PR #4875, opened 2021-08-19
Improve invalid-metaclass error message for Instances

david-yz-liu:
## Type of Changes

## Description

Ref https://github.com/PyCQA/pylint/pull/4870#discussion_r691830356

Previously, the `invalid-metaclass` message prints out the full class text when given an `Instance` of a `ClassDef`. I added a check so that their repr (`Instance of ...`) would be displayed instead.

As a comment, because `bases.Instance` has some subclasses like `nodes.Const` and `nodes.Dict` where we *do* want to call `as_string`, I used an unidiomatic type check to pull out `Instance` objects directly. Not amazing, but I left a comment explaining why. I feel like astroid should support a separate subclass of `Instance` for "instance of a class with an unknown value" to differentiate it from `Const`/`Dict`/etc.

### DIFF
--- a/ChangeLog
+++ b/ChangeLog
@@ -160,6 +160,8 @@ Release date: TBA
 
 * Improve performance when inferring ``Call`` nodes, by utilizing caching.
 
+* Improve error message for invalid-metaclass when the node is an Instance.
+
 
 What's New in Pylint 2.9.6?
 ===========================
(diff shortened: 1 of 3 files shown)


Pierre-Sassoulas (approved):
Small straightforward fix, thanks a lot 👍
::::::::
- [Task objective]
Where a line in the records above contains the word "error", copy that line.

- [Finished task]
Improve invalid-metaclass error message for Instances
+* Improve error message for invalid-metaclass when the node is an Instance.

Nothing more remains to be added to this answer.